News & Event​

EE Prof. Junmo Kim’s Team, Develop AI That Imagines and Understands How Images Change Like Humans

김준모 교수 유재명 박사과정 증명사진
<Professor Junmo Kim, PhD candidate Jaemyung Yu>

A research team led by Professor Junmo Kim from the Department of Electrical Engineering at KAIST has developed an innovative AI technology that can envision and understand how images change, similar to how humans imagine transformations like rotation or recoloring. This breakthrough goes beyond simply analyzing images, enabling the AI to comprehend and express the processes involved in transforming visual data. The technology holds promise for diverse applications, including medical imaging, autonomous driving, and robotics, where precision and adaptability are essential.

 

AI That Imagine Changes Like Humans (Understands How Images Change, Like Humans)

 

The newly developed technology, Self-supervised Transformation Learning (STL), focuses on enabling AI to learn how images transform. STL operates without relying on human-provided labels; instead, it learns transformations by comparing original images with their transformed versions.

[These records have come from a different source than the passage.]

Issue #2061, opened 2016-11-16
Use Yarn


davidtheclark:
Does anybody have any objections to using Yarn here? — which would basically just mean committing a Yarn lockfile?

ntwb:
No objections at all, was on my to do list 👍

Arcanemagus:
Be careful that it is generating a `node_modules` that actually works, I have a few projects where `yarn` can't be used due to bugs in their resolution of dependencies (`linter-stylelint` was one during the `table` mess 😛).

ntwb:
Thanks @Arcanemagus, I'll read up a little more on this as I've got a good half to a dozen projects that I'm looking at to add Yarn support to 👍

Arcanemagus:
Specifically the bug that has prevented me from using it in a few places is https://github.com/yarnpkg/yarn/issues/681.

ntwb:
Thanks for that, I've subscribed to that issue, I don't have any cases currently that this would cause an issue, but thats more luck than anything, I'm frequently pinning packages in repos 👍

ntwb:
https://blog.travis-ci.com/2016-11-21-travis-ci-now-supports-yarn

ntwb:
Adding this here on the issue rather than #2129 as these issues should be addressed separately:

• After merging #2129 we should run "Delete all repository caches" via https://travis-ci.org/stylelint/stylelint/caches so that any _legacy_ cache folders in particular relating to our `master` branch are _flushed_.

• @greenkeeperio / @greenkeeperio-bot currently support Yarn, as such when a new PR is submitted by @greenkeeperio the PR will not include the related `yarn.lock` update, we'd have to manually add that to each PR. This is being discussed in https://github.com/greenkeeperio/greenkeeper/issues/314 and the tl'dr is "not anytime soon".

ntwb:
See also https://medium.com/@boennemann/avoid-yarn-for-packages-and-fully-enjoy-its-benefits-for-application-development-8bdd4deb33cf#.2sbh58tof, I may need to read this article a couple more times to fully grok the ramifications of the issues raised though it looks like if we use packages that _also_ use Yarn there are potential issues with semver conflicts that may occur.

davidtheclark:
[...]

PR #2666, opened 2017-06-21
Ignore package-lock.json

hudochenkov:

Kind of related to https://github.com/stylelint/stylelint/issues/2061#issuecomment-303603179

It's uncomfortable to work with stylelint repository when npm@5 is installed. Because npm@5 automatically creates `package-lock.json`. So this file should be constantly manually deleted when switching branches or rebase. It's tedious. While we haven't decided to use `package-lock.json` we could ignore it.

### DIFF
--- a/.gitignore
+++ b/.gitignore
@@ -1,4 +1,5 @@
 node_modules
+package-lock.json
 *.log
 .coverage
 .eslintcache


evilebottnawi:
@hudochenkov no `package-lock.json` before https://github.com/npm/npm/issues/16866 was resolved, each update your should run `rm package-lock.json` and run `npm install/update`, it is hell :disappointed:

hudochenkov:
@evilebottnawi thanks for heads up! Than my PR has even more sense :)

P. S. Do you think it's better to stick to npm@3 on local machine for now? (I've never used npm@4)

evilebottnawi:
@hudochenkov we now use v4, they are very stable and good, local i am use npm v5, someone must find problems :smile:

ntwb:
I ❤️ with npm 5, but all that love doesn't help here if you are using npm 3 or 4 😢 

I see two options:

1. The proposed adding `package-lock.json` to `.gitignore` which alleviates the problem for the repo, it won't alleviate the issue that @evilebottnawi pointing out above at npm when the `package.json` file is updated and `package-lock.json` is not you'll still need to delete the `package-lock.json` file.

2. Add an `.npmrc` file containing `package-lock=false` for now, I'm trying to find if this is backward compatible for npm 3 and 4 though.

ntwb:
https://twitter.com/netweb/status/877661984677781506
> _"@npm_support Is `package-lock.json` compatible with either npm 3 or 4, if I add a `package-lock.json` can npm 3 or 4 benefit from this?"

https://twitter.com/npm_support/status/877671112028684289
> _"@netweb the `package-lock.json` is not compatible"_

https://twitter.com/netweb/status/877671436281757696
> _"@npm_support Thanks, so if I commit it to a repo and a user checks it out using npm 3 or 4 there won't be any explosions, simply ignored?"_

https://twitter.com/npm_support/status/877672905987043330
> _"@netweb npm3 or npm4 will ignore the package-lock.json files"_

Based on that I think we should go ahead and add a `package-lock.json` file this will benefit npm 5 users and npm 3 and npm 4 users will be unaffected.

hudochenkov:
There more issues I found frustrating in npm@5:

- Installing subdep as toplevel dep causes unmet deps (https://github.com/npm/npm/issues/16741)
- --save-dev is removing installed deps (https://github.com/npm/npm/issues/16794)
- npm does not generate full lockfile unless a full install is run, first (https://github.com/npm/npm/issues/16893)
- Missing dependencies after running `npm install` a second time (https://github.com/npm/npm/issues/16839)
- npm install sometimes fails to install some dependencies on a fresh install (https://github.com/npm/npm/issues/16902) — happened to me twice yesterday

I don't mind `package-lock.json` available in our repo. But how to update it if I update dependency and don't have npm@5 installed?

ntwb:
Per the last tweet in my comment above: "...npm3 or npm4 will ignore the package-lock.json files"

Unless npm 5 is used `package-lock.json` can not be updated

Per your comments above @hankthewhale and mine [here](https://github.com/stylelint/stylelint/pull/2670#issuecomment-310305721) these appear to be the least of our worries, let's merge this PR and revisit once npm addresses a few of these concerns

PR #2679, opened 2017-06-26
Deprecate replaced rules

### LINKED ISSUE #2513: Deprecate `function-url-data-uris` in favor of `function-url-scheme-blacklist`

### LINKED ISSUE #2528: Deprecate selector-no-* rules in favour of selector-max-*

jeddy3:
Closes #2528 
Closes #2513

Tests should pass once the remaining two `max-` rules are merged into master and this is rebased.


jeddy3:
@hudochenkov This is rebased now and ready for review.

jeddy3:
Changlog:

> -   Deprecated: 6 rules, each has been replaced by a more configurable alternative ([#2679](https://github.com/stylelint/stylelint/pull/2679)).
    -  `function-url-data-uris` rule. Use either `function-url-scheme-blacklist` or `function-url-scheme-whitelist`.
    -  `selector-no-attribute` rule. Use `selector-max-attribute` with `0` as its primary option.
    -  `selector-no-combinator` rule. Use `selector-max-combinators` with `0` as its primary option.
    -  `selector-no-id` rule. Use `selector-max-id` with `0` as its primary option.
    -  `selector-no-type` rule. Use `selector-max-type` with `0` as its primary option.
    -  `selector-no-universal` rule. Use `selector-max-universal` with `0` as its primary option.

PR #2680, opened 2017-06-26
Don't use deprecated rule in example

nikolajevp:

"None, as it's a documentation fix."

"No, it's self explanatory."


jeddy3:
Thanks!

PR #2689, opened 2017-06-28
Fix PostCSS@6 closing-brace test

jeddy3:


lib/rules/block-closing-brace-newline-after/__tests__/index.js
```diff
@@ -83,10 +86,11 @@ testRule(rule, {
     line: 1,
     column: 6,
   }, {
-    code: ":root {\n --x { color: pink; } ;\n --y { color: red; };\n }",
+    only: true,
```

It independently recognizes changes such as, “This has been rotated,” or, “The color has changed.” This process parallels the way humans observe, imagine, and interpret variations in visual data.

 

Illustration of the roles of the three representation learning approaches that constitute STL
Illustration of the roles of the three representation learning approaches that constitute STL: (a) distinguishing images regardless of transformations, (b) aligning transformation representations for the same transformation applied to different images, and (c) ensuring that relationships between representations of transformed variants of the same image reflect the actual transformation. STL integrates all these roles for comprehensive learning

 

Overcoming the Limitations of Conventional Methods

 

Traditional AI systems often struggle with subtle transformations, focusing primarily on capturing large, overarching features while ignoring finer details. This limitation becomes a significant challenge in scenarios where precise understanding of intricate changes is crucial.

 

STL addresses this gap by learning to encode even the smallest transformations in an image into its feature space—a conceptual map representing the relationships between different data points. Rather than ignoring these changes, STL incorporates them into its feature representations, enabling more accurate and nuanced outcomes.

 

For example, STL excels at recognizing specific alterations, such as random cropping, brightness adjustments, and color modifications, achieving performance improvements of up to 42% over conventional methods. It is particularly adept at handling complex transformations that were previously difficult for AI to manage.

 

Examples of transformations often ignored by existing methods
Examples of transformations often ignored by existing methods. These transformations, though subtle, may carry important differences.

 

Smarter AI for Broader Applications

 

What sets STL apart is its ability to not only understand visual content but also learn and represent transformations themselves. This capability allows STL to detect subtle changes in medical images, such as CT scans, and better interpret diverse conditions in autonomous driving. By incorporating transformations into its understanding, STL can deliver safer and more precise results across various applications.

 

Toward Human-Like Understanding

 

“STL represents a significant leap forward in AI technology, closely mirroring the way humans perceive and interpret changes in images,” said Professor Junmo Kim. “This approach has the potential to drive innovations in fields such as healthcare, robotics, and self-driving cars, where understanding transformations is critical.”

 

The research, conducted by Jaemyung Yu, a PhD candidate at KAIST as the first author, was presented at NeurIPS 2024, one of the world’s leading AI conferences, under the title Self-supervised Transformation Learning for Equivariant Representations. It was supported by the Ministry of Science and ICT through the Institute of Information and Communications Technology Planning and Evaluation (IITP) as part of the SW StarLab program (No. RS-2024-00439020, Development of Sustainable Real-time Multimodal Interactive Generative AI).